Fig 3. Pharmacological inhibition of JNK and PI3K signalling pathways completely reverted HS-5 BM stroma mediated protection of SET-2 cells.

(A and B) SET-2 cells were cultured in vitro (no stroma) and co-cultured in a stromal layer of HS-5 cells (+ HS-5) for 72h in the presence of 2.0μM Vorinostat (Vor.), 500nM Ruxolitinib (Rux.), 5μM and 10μM SP600125 (JNK inhibitor) (in A) and 5μM and 10μM LY294002 (PI3K inhibitor) (in B). After 72h, the SET-2 cells were harvested, stained with CD45 (to distinguish between SET-2 and the stromal cell lines) and Annexin-V/PI or PI alone to determine cellular viability by Flow Cytometry analysis as described in “Materials and Methods”. The panels in (A and B) show the Viability Index graphs that normalize the viability values to those of the control condition (non-treated condition NT). Values indicate the mean ± standard deviation of the five experiments performed (* 0.05 >p; ** 0.01>p; *** 0.001>p).

Fig 4. Pharmacological inhibition of JNK and PI3K signalling pathways abrogate the HS-5 BM stroma induced protection of patient derived BM Lin^-CD34⁺ cells from Vorinostat–induced cytotoxicity.

Lin^-CD34⁺ cells were isolated as described in “Material and Methods” section and co-cultured in a stromal layer of HS-5 cells for 72h in presence of the indicated concentrations of Vorinostat (A and B), Ruxolitinib (C and D) SP600125 (JNKi–A and C) and LY294002 (PI3Ki–B and D). At 72h of co-culture, cells were harvested, stained with CD45 (to distinguish between Lin^-CD34⁺ and HS-5 cells) and Annexin-V/PI to determine cellular viability by Flow Cytometry analysis as described in “Materials and Methods”. The results are representative of nine MPN patients tested and graphics indicate the percentage of viable cells (Annexin-V and PI negative cells) in the indicated conditions (* 0.05 >p; *** 0.001>p).

Fig 5. Model for the proposed BM mediated protection of MPN cells.
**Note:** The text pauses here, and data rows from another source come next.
PR #1371, opened 2025-01-31
Add support for `Path` as configuration value type

ksobolew:
Just like support for `File` is indirect via matching a `String`-accepting constructor, support for `Path` is indirect via matching a static `of` factory method (available on `Path` since Java 11). The quirk is that this is a vararg method, which takes "at least one" `String`: `of(String, String...)`. So we have to treat such methods as `String`-accepting as well.

### DIFF
--- a/configuration/src/main/java/io/airlift/configuration/ConfigurationFactory.java
+++ b/configuration/src/main/java/io/airlift/configuration/ConfigurationFactory.java
@@ -627,7 +627,7 @@ public class ConfigurationFactory
         if (stringAcceptingMethods.get("fromString") instanceof Method fromString) {
             if (type.isSubtypeOf(fromString.getGenericReturnType())) {
                 try {
-                    return fromString.invoke(null, value);
+                    return invokeFactory(fromString, value);
                 }
                 catch (ReflectiveOperationException e) {
                     return null;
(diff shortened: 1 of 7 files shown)


configuration/src/main/java/io/airlift/configuration/ConfigurationFactory.java
```diff
@@ -683,7 +683,20 @@ private static Object coerce(TypeToken<?> type, String value)
...
+                }
+                catch (ReflectiveOperationException e) {
+                    return null;
+                }
+            }
+        }
+
+        // Look for a static of(String) method
+        Method of = stringAcceptingMethods.get("of");
+        if (of != null) {
```
wendigo, line 696: I think that for readability we can replace these with instanceof check like that:

```
       if (stringAcceptingMethods.get("of") instanceof Method of) {
            if (type.isSubtypeOf(of.getGenericReturnType())) {
                try {
                    return invokeFactory(of, value);
                }
                catch (ReflectiveOperationException e) {
                    return null;
                }
            }
        }
```

wendigo: This won't catch a null value. If you can apply this technique to other similar places in that class, that would be great.

wendigo (approved):

configuration/src/main/java/io/airlift/configuration/ConfigurationFactory.java
ksobolew: That's an interesting idea...

ksobolew: (We don't have Error Prone here, though)

PR #1373, opened 2025-02-01
Expand @Deprecated warning rendering in configuration

wendigo:

### DIFF
--- a/configuration/src/main/java/io/airlift/configuration/ConfigurationFactory.java
+++ b/configuration/src/main/java/io/airlift/configuration/ConfigurationFactory.java
@@ -477,7 +477,7 @@ public class ConfigurationFactory
         }
 
         if (injectionPoint.getSetter().isAnnotationPresent(Deprecated.class)) {
-            problems.addWarning("Configuration property '%s' is deprecated and should not be used", prefix + injectionPoint.getProperty());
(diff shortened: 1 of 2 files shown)


configuration/src/main/java/io/airlift/configuration/ConfigurationFactory.java
```diff
@@ -477,7 +477,19 @@ private <T> void setConfigProperty(T instance, AttributeMetadata attribute, Stri
...
-            problems.addWarning("Configuration property '%s' is deprecated and should not be used", prefix + injectionPoint.getProperty());
+            Deprecated deprecated = injectionPoint.getSetter().getAnnotation(Deprecated.class);
+
+            String deprecationNotice = "is deprecated";
+            if (!deprecated.since().isBlank()) {
+                deprecationNotice = deprecationNotice + " since " + deprecated.since();
+            }
+
+            if (deprecated.forRemoval()) {
+                problems.addWarning("Configuration property '%s' %s and will be removed in the future", prefix + injectionPoint.getProperty(), deprecationNotice);
```
electrum, line 488: Since the conditional is just changing the last past, I'd make it a ternary operation to pick the string, similar to how notice is handled. Then the rest of the warning code won't be duplicated.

In vitro, MPN cells (SET-2, HEL, UKE-1 cell lines and MPN patient BM-derived Lin^-CD34⁺ cells) are killed once exposed to chemotherapeutic agents, like Vorinostat and Ruxolitinib, as a result of the inhibition of HDAC enzymes and JAK2V617F mutant protein kinase, respectively. However, in vivo (in MPN patients) or in the co-culture assays with the HS-5 BM stroma, MPN cells are able survive the cytotoxic action of these noxious agents through the activation of the JNK and PI3K signalling pathways, allowing MPN cells to escape these chemotherapeutic regiments and prolonging disease in MPN patients. The mechanisms underlying the activation of these signalling pathways are still elusive, but we postulate that involves the secretion of soluble factors by the BM stroma and the direct interaction between the MPN cells and the BM microenvironment.